Work item: Show only those lines of the entries where the string "updating" is found.

---- Material shown

PR #898, opened 2021-07-02
Package updates & TS startup time optimizations

LachlanStuart:
I found updating ts-node and ts-node-dev gives a nice performance boost to graphql's startup:

* `time yarn start`: 23.54s -> 10.15s
* `time yarn run dev`: 20.68s -> 10.42s
* `time yarn run test`: 24.63s -> 20.11s

(Averaged over 3 runs, with a line of code added to `server.js` to make it quit after everything finished starting, so that the timings were consistent)

I tried updating ts-jest and jest, but there is currently a [significant performance regression](https://github.com/kulshekhar/ts-jest/issues/2696), so I skipped this.

Hoping the same could happen for webapp, I also updated vue-cli, webpack, babel, etc. but the compilation time didn't really change. I kept the changes anyway, as updates are good.

Lastly, I optimized the CI a bit - skipping type checking on the `gen-binding` and `gen-sql-schema` commands, and allowing CircleCI to cache the `node_modules` directories. Together these save ~1 minute in the generate-graphql-schema step.


lmacielvieira (approved):
Nice optimization :)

--------

Answer area:
I found updating ts-node and ts-node-dev gives a nice performance boost to graphql's startup:
I tried updating ts-jest and jest, but there is currently a [significant performance regression](https://github.com/kulshekhar/ts-jest/issues/2696), so I skipped this.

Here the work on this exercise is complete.